Molten-Salt Electrochemical Preparation of Co 2 B/MoB 2 Heterostructured Nanoclusters for Boosted pH-Universal Hydrogen Evolution.

Boosting the hydrogen evolution reaction (HER) activity of α-MoB 2 at large current densities and in pH-universal medium is significant for efficient hydrogen production. In this work, Co 2 B/MoB 2 heterostructured nanoclusters are prepared by molten-salt electrolysis (MSE) and then used as a HER catalyst. The composition, structure, and morphology of Co 2 B/MoB 2 can be modulated by altering the stoichiometries of raw materials and synthesis temperatures. Impressively, the obtained Co 2 B/MoB 2 at optimized conditions exhibits a low overpotential of 297 and 304 mV at 500 mA cm -2 in 0.5 m H 2 SO 4 and 1 m KOH, respectively. Moreover, the Co 2 B/MoB 2 catalyst possesses a long-term catalytic stability of over 190 h in both acidic and alkaline medium. The excellent HER performance is due to the modified electronic structure at the Co 2 B/MoB 2 heterointerface where electrons are accumulated at the Mo sites to strengthen the H adsorption.

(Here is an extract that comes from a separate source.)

Issue #229, opened 2018-03-01
Project specific exclusion (configuration?) filter file


thejk:
When using gcovr in multiple projects and especially when used as generic targets like in meson build system I often wished I could add just one or more exclude rule. But also, would be nice to just be able to run `gcovr -r .. -o report` without having to remember exactly what excludes are useful/needed for this project.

Density functional theory (DFT) calculations reveal that the formation of the Co 2 B/MoB 2 heterointerface decreases the H adsorption and H 2 O dissociation free energies, contributing to the boosted HER intrinsic catalytic activity of Co 2 B/MoB 2 . Overall, this work provides an experimental and theoretical paradigm for the design of efficient pH-universal boride heterostructure electrocatalysts.